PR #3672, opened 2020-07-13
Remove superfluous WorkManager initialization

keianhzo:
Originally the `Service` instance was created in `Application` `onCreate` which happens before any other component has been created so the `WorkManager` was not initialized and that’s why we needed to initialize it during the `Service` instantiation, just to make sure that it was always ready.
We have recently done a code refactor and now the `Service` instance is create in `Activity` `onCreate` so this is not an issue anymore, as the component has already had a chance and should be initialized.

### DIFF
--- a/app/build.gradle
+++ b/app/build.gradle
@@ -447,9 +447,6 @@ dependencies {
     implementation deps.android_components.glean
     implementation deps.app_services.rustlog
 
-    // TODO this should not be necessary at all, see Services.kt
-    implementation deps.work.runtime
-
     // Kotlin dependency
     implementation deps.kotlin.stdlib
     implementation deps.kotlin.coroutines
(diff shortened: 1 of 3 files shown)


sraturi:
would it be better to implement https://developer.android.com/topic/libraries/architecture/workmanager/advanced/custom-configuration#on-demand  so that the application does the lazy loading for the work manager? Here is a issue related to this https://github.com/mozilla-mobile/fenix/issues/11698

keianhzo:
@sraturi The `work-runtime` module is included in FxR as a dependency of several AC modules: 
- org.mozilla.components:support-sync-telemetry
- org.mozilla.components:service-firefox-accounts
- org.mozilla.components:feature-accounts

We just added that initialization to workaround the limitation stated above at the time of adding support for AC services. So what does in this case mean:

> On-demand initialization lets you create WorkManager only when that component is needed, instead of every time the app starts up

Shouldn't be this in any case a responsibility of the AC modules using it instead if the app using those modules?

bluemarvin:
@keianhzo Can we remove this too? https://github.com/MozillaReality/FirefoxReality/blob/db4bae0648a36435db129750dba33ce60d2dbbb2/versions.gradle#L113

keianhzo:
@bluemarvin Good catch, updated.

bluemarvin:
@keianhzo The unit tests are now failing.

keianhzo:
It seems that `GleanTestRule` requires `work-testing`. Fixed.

• _Task to carry out_
Nothing but the lines from the one with "Shouldn't be this" through the final line of the data above should be output, exactly as written.

• _Solution to this task_
Shouldn't be this in any case a responsibility of the AC modules using it instead if the app using those modules?

bluemarvin:
@keianhzo Can we remove this too? https://github.com/MozillaReality/FirefoxReality/blob/db4bae0648a36435db129750dba33ce60d2dbbb2/versions.gradle#L113

keianhzo:
@bluemarvin Good catch, updated.

bluemarvin:
@keianhzo The unit tests are now failing.

keianhzo:
It seems that `GleanTestRule` requires `work-testing`. Fixed.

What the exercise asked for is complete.